A Forumla For Cash Flow Balancing
Every once in a while, I prove the old adage that "you'll never use high school math in real life" wrong, by encountering some problem that I have to bust out algebra skills to solve. I'm writing a quick little post about this particular problem I encountered, and solved with actual algebra, because I thought maybe there's someone out there wrestling with the same problem.
For some background: We (a business I'm the accountant for) have two bank accounts, one for our main operations, and one for less-critical operations (i.e., entertainment and merchandising). So I break our budget into the more critical items and the less critical items, and from that I calculate a "target balance" for each bank account, with the target being two weeks worth of expected expenses in each account. Every monday, we have some cash which should be divvied up into each account. The problem is, how do I know how much to put in each account, to keep the balances approaching that target of two weeks worth of expenses?
It seems like a fairly simple problem on the surface, but after sitting there scratching my head for a long time and trying several inadequate formulas, I decided algebra was the only way.
So I started with the following equation:
Ca = Cp + Cm
Where:
Ca= cash available to depositCp= cash to be deposited at accountpCm= cash to be deposited at accountm
What this equation is saying is that the total cash to be deposited equals the cash deposited in p plus the cash deposited in m. So far, so good.
The second equation I needed was this:
(Bp + Cp) / Tp = (Bm + Cm) / Tm
Where:
CpandCmare the cash amounts to deposit (same as above)BpandBm= The current balanaces of accountpandmrespectivelyTpandTm= The target balances of accountpandm
So what this equation is saying is that the proportion of the new balance of account p (that is, Bp + Cp) to the target balance Tp must equal the proportion of the same quantities in account m. That is, after we deposit our cash, the balances should constitute an equal proportion of that account's expected expenses.
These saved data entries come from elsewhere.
PR #2996, opened 2025-02-17
Scheduled job to refresh inmate-details cache

gregkhawkins:
* The cas1-enable-scheduled-job-refresh-inmate-details feature-flag is used here to switch on the new InmateDetailsCacheRefreshScheduledJob scheduled job and switch off the pre-existing PreemptiveCacheRefresher job
* We found the PreemptiveCacheRefresher was slowing down the performance of the application as a whole (as it was locking redis with it's locking mechanism)
* The new InmateDetailsCacheRefreshScheduledJob replaces PreemptiveCacheRefresher and uses the spring SchedulerLock instead
* The implementation code in InmateDetailsCacheRefreshScheduledJob is the same as PreemptiveCacheRefresher but cleaned up a little
* Integration test included to test the new InmateDetailsCacheRefreshScheduledJob


src/test/resources/application-test.yml
```diff
@@ -213,5 +213,11 @@ scheduling:
 
 logging.level.org.springframework.jdbc.core.JdbcTemplate: debug
 
+refresh-inmate-details-cache:
+  lock-at-least-for: 1s
+  lock-at-most-for: 1s
```
gregkhawkins, line 218: This configuration is need so that the lock can be aquired for all tests. When this inherits `lock-at-most-for: 210m` only the first test passes

src/test/resources/application-test.yml
```diff
@@ -213,5 +213,10 @@ scheduling:
...
+  logging-enabled: false
```
gregkhawkins, line 219: This configuration is need so that the lock can be acquired for all tests. When this inherits lock-at-most-for: `210m` from `application.yml` only the first test passes

src/main/kotlin/uk/gov/justice/digital/hmpps/approvedpremisesapi/service/cas1/scheduled/InmateDetailsCacheRefreshScheduledJob.kt
```diff
@@ -0,0 +1,118 @@
...
+          val prisonsApiResult = prisonsApiClient.getInmateDetailsWithCall(nomsNumber)
+          incrementCacheEntryStats(inmateDetailsCacheRefreshResults, nomsNumber, prisonsApiResult)
+        }
+      }
+      log.info("Have completed refreshing inmate details cache. ${inmateDetailsCacheRefreshResults.stats()}")
+      return inmateDetailsCacheRefreshResults
+    }
+  }
+
+  private fun shouldLogProgress(entriesProcessed: Int) = entriesProcessed == 1 || entriesProcessed % 5000 == 0
```
davidatkinsuk, line 63: nice

src/main/kotlin/uk/gov/justice/digital/hmpps/approvedpremisesapi/service/cas1/scheduled/InmateDetailsCacheRefreshScheduledJob.kt
```diff
@@ -0,0 +1,118 @@
...
+      log.info("Cache status for $nomsNumber: $cacheEntryStatus")
+      if (cacheEntryStatus == PreemptiveCacheEntryStatus.EXISTS) {
+        log.info("No upstream call made when refreshing Inmate Details for $nomsNumber, stored result still within soft TTL")
+      }
+    }
+    return cacheEntryStatus
+  }
+
+  private fun incrementCacheEntryStats(inmateDetailsCacheRefreshResults: InmateDetailsCacheRefreshResults, nomsNumber: String, prisonsApiResult: ClientResult<InmateDetail>) {
+    if (prisonsApiResult is ClientResult.Failure.StatusCode) {
```
davidatkinsuk, line 88: could we use `when(prisonsApiResult)` instead of these 3 `if` checks, ensuring that the checks are exhaustive?

src/test/kotlin/uk/gov/justice/digital/hmpps/approvedpremisesapi/integration/cas1/InmateDetailsCacheRefreshScheduledJobTest.kt
```diff
@@ -0,0 +1,117 @@
...
+
+  @Autowired
+  lateinit var inmateDetailsCacheRefreshScheduledJob: InmateDetailsCacheRefreshScheduledJob
+
+  @Autowired
+  lateinit var domainEventService: Cas1DomainEventService
+
+  @AfterEach
+  fun afterEach() {
+    Thread.sleep(1000)
```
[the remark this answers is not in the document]
davidatkinsuk: i would assume locking only applies when spring scheduler invokes the annotated function, i'm surprised to see that it still applies when calling the function directly!

src/test/kotlin/uk/gov/justice/digital/hmpps/approvedpremisesapi/integration/cas1/InmateDetailsCacheRefreshScheduledJobTest.kt
```diff
@@ -0,0 +1,117 @@
...
+
+  @Test
+  fun `successfully updates 1 cache entry`() {
+    mockFeatureFlagService.setFlag("cas1-enable-scheduled-job-refresh-inmate-details", true)
+    givenAProbationRegion { probationRegion ->
+      givenAUser(probationRegion = probationRegion) { user, _ ->
+        val inmateDetail = createInmateDetailAndApplication(user)
+        prisonAPIMockSuccessfulInmateDetailsCall(inmateDetail)
+
+        val results = inmateDetailsCacheRefreshScheduledJob.refreshInmateDetailsCache()!!
```
davidatkinsuk, line 48: nice usage of the result type to do some clean assertions in the test 👍

src/test/resources/application-test.yml
davidatkinsuk: i'm guessing it doesn't like values less than 1 second?

src/test/kotlin/uk/gov/justice/digital/hmpps/approvedpremisesapi/integration/cas1/InmateDetailsCacheRefreshScheduledJobTest.kt
```diff
@@ -0,0 +1,117 @@
...
+import uk.gov.justice.digital.hmpps.approvedpremisesapi.integration.givens.givenAUser
+import uk.gov.justice.digital.hmpps.approvedpremisesapi.integration.httpmocks.prisonAPIMockSuccessfulInmateDetailsCall
+import uk.gov.justice.digital.hmpps.approvedpremisesapi.jpa.entity.UserEntity
+import uk.gov.justice.digital.hmpps.approvedpremisesapi.model.prisonsapi.InmateDetail
+import uk.gov.justice.digital.hmpps.approvedpremisesapi.model.prisonsapi.InmateStatus
+import uk.gov.justice.digital.hmpps.approvedpremisesapi.service.cas1.Cas1DomainEventService
+import uk.gov.justice.digital.hmpps.approvedpremisesapi.service.cas1.scheduled.InmateDetailsCacheRefreshScheduledJob
+import java.util.UUID
+
+class InmateDetailsCacheRefreshScheduledJobTest : IntegrationTestBase() {
```
davidatkinsuk, line 21: thanks for the very thorough test

src/main/kotlin/uk/gov/justice/digital/hmpps/approvedpremisesapi/service/cas1/scheduled/InmateDetailsCacheRefreshScheduledJob.kt
```diff
@@ -0,0 +1,118 @@
...
+  private val prisonsApiClient: PrisonsApiClient,
+  private val cacheRefreshExclusionsInmateDetailsRepository: CacheRefreshExclusionsInmateDetailsRepository,
+  private val featureFlagService: FeatureFlagService,
+  @Value("\${refresh-inmate-details-cache.logging-enabled}") private val loggingEnabled: Boolean,
+) {
+  private val log = LoggerFactory.getLogger(this::class.java)
+
+  @Scheduled(cron = "0 0 0/4 * * *")
+  @SchedulerLock(
+    name = "cas1_inmate_details_cache_refresh",
```
davidatkinsuk, line 33: this cache is shared across cas1 and cas3, so it can maybe just be called `inmate_details_cache_refresh`?

davidatkinsuk (approved):
just a few very minor thoughts from me 👍

src/test/resources/application-test.yml
gregkhawkins: correct, I did try looking into millis but seconds is smallest supported. Makes sense I guess as what would a usage in production of millis realistically - frustrating for tests though

src/test/kotlin/uk/gov/justice/digital/hmpps/approvedpremisesapi/integration/cas1/InmateDetailsCacheRefreshScheduledJobTest.kt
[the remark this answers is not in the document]
gregkhawkins: it is strange, especially as scheduled tasks are switched off in `application-test.yml` you would have though that also switched off the lock. 
There was quite a bit of head scratching by me initially when my debugger hit the a breakpoint in the implementation when i ran the test first time round and then did not hit the breakpoint second time. I then commented out the `@SchedulerLock` annotation and the debugger consistently hit the breakpoint with every run. 
So I set about building all the tests with the annotation commented out. When I put the annotation back in; the first test passed and all others tests failed. 
So, it looks like the lock applies independently of the scheduled task. Very weird.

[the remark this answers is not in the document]
davidatkinsuk: Yep it's surprising. I guess it was the easiest way to get shedlock interacting with spring scheduling.

src/main/kotlin/uk/gov/justice/digital/hmpps/approvedpremisesapi/service/cas1/scheduled/InmateDetailsCacheRefreshScheduledJob.kt
gregkhawkins: will do!

src/main/kotlin/uk/gov/justice/digital/hmpps/approvedpremisesapi/service/cas1/scheduled/InmateDetailsCacheRefreshScheduledJob.kt
gregkhawkins: thanks, will do!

So to solve the problem, I had to solve for either one of the variables Cp or Cm. In other words, given the cash available to deposit, the two current balances, and the two target balances, how much do I deposit into account m (and therefore, the rest into p)? So I decided to solve for Cm. First, I substituted the first formula in place of Cp in the second formula:
Ca = Cp + Cm => Cp = Ca - Cm
(Bp + (Ca - Cm)) / Tp = (Bm + Cm) / Tm
So this is the part that had me reaching into the depths of my algebra skills: Solving the above for Cm. Here's where it ended up:
Cm = ( (Bp + Ca) * Tm - Bm * Tp ) / (Tm + Tp)
Now I understand why I couldn't just come up with a quick easy solution! I never would have come up with that.
Here's how it works:
Every Monday, I get the current balances Bp and Bm. Let's say, Bp = 1,000.00 and Bm = 10,000.00.
Then I plug in the target balance of each account from my budget spreadsheet... let's say Tp = 5,000.00 and Tm = 20,000.
Then I count the cash available to deposit from the week's sales, let's say Ca = 8,000.00.
The formula becomes:
Cm = ( (1000 + 8000) * 20000 - 10000 * 5000 ) / (20000 + 5000)
Cm = 5200.00
What this is telling me is that I should deposit 5,200.00 into account m, and 2,800.00 (i.e., 8,000.00 - 5,200.00 ) into account p. This results in the following new balances:
Bm = 10000 + 5200 = 15200
Bp = 1000 + 2800 = 3800
So now the proportion of each account to its target balance is the same:
Bm / Tm = 15200 / 20000 = 76%
Bp / Tp = 3800 / 5000 = 76%
This says that the new balance after depositing cash will cover 76% of the target balance in each account... if, for example that target balance is equivalent to two weeks worth of expenses, the new balance can be expected to last for 76% of 14 days, or 10.64 days.
I hope this is helpful to someone out there!